(REQUIRED WORK) Each line of the listing should be reproduced exactly.

(INPUT DATA)
PR #721, opened 2026-07-06
docs(fp): add fp-next-fix-review routine prompt

DoilLee2222:
## What

Adds a new autonomous routine prompt, `docs/fp-automation/prompts/fp-next-fix-review.md`, that reviews an open **fp-fix batch PR** produced by `fp-next-fix` and takes exactly one terminal action:

- **Compliant** → **merges the PR** (which fires the next `fp-next-fix` session via Trigger B, keeping the inner loop running with no human in the loop).
- **Non-compliant** → **opens a `[<SCOPE>fp-review-failed]` issue** (`cc @mushgev`) and comments on the PR, leaving it open for a human. The issue is the notification signal.

`fp-next-fix.md` remains the single source of truth — this prompt points at its sections rather than restating rules.

## Review checklist coverage

The prompt verifies everything observable in the PR artifact:

- Branch prefix `claude/<SCOPE>fp-fix/batch-…` and `<SCOPE>fp-fix` label
- Title/commit format `fix(fp): resolve <N> FPs from <owner>/<repo>`, with `N` = `Closes` count, `1 ≤ N ≤ 5` (the 5-success cap)
- Changed files in-bounds (`rules/`, `patterns/`, `sample-*/` only)
- Fixture rules: no `// VIOLATION:` in positive, `// VIOLATION: <rule-key>` in negative, no OSS-project identity, no copy-pasted code
- Visitor/pattern changes are scoped, not cross-module refactors
- PR-body completeness (`Closes`, `## Fixes` table, per-rule sections, `cc @mushgev`) with internal count consistency
- Body-vs-diff cross-checks: fixtures named in the body actually appear in the diff, each rule adds **both** a positive and negative fixture plus a visitor edit
- `## FP-count delta` present (table or `unavailable:`) **and** direction sanity (a fixed rule's count must actually drop)
- CI green (waits if still running)
- Linked issues carry `<SCOPE>fp-fix` + `<SCOPE>fp-in-progress`
- No Claude-session details in commits/body

Scope-parameterized (`SCOPE` / `TECH_STACKS`) to match the sibling routines, with the standard commit/PR hygiene block.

(RESPONSE TO THE EXERCISE)
PR #721, opened 2026-07-06
docs(fp): add fp-next-fix-review routine prompt

DoilLee2222:
## What

Adds a new autonomous routine prompt, `docs/fp-automation/prompts/fp-next-fix-review.md`, that reviews an open **fp-fix batch PR** produced by `fp-next-fix` and takes exactly one terminal action:

- **Compliant** → **merges the PR** (which fires the next `fp-next-fix` session via Trigger B, keeping the inner loop running with no human in the loop).
- **Non-compliant** → **opens a `[<SCOPE>fp-review-failed]` issue** (`cc @mushgev`) and comments on the PR, leaving it open for a human. The issue is the notification signal.

`fp-next-fix.md` remains the single source of truth — this prompt points at its sections rather than restating rules.

## Review checklist coverage

The prompt verifies everything observable in the PR artifact:

- Branch prefix `claude/<SCOPE>fp-fix/batch-…` and `<SCOPE>fp-fix` label
- Title/commit format `fix(fp): resolve <N> FPs from <owner>/<repo>`, with `N` = `Closes` count, `1 ≤ N ≤ 5` (the 5-success cap)
- Changed files in-bounds (`rules/`, `patterns/`, `sample-*/` only)
- Fixture rules: no `// VIOLATION:` in positive, `// VIOLATION: <rule-key>` in negative, no OSS-project identity, no copy-pasted code
- Visitor/pattern changes are scoped, not cross-module refactors
- PR-body completeness (`Closes`, `## Fixes` table, per-rule sections, `cc @mushgev`) with internal count consistency
- Body-vs-diff cross-checks: fixtures named in the body actually appear in the diff, each rule adds **both** a positive and negative fixture plus a visitor edit
- `## FP-count delta` present (table or `unavailable:`) **and** direction sanity (a fixed rule's count must actually drop)
- CI green (waits if still running)
- Linked issues carry `<SCOPE>fp-fix` + `<SCOPE>fp-in-progress`
- No Claude-session details in commits/body

Scope-parameterized (`SCOPE` / `TECH_STACKS`) to match the sibling routines, with the standard commit/PR hygiene block.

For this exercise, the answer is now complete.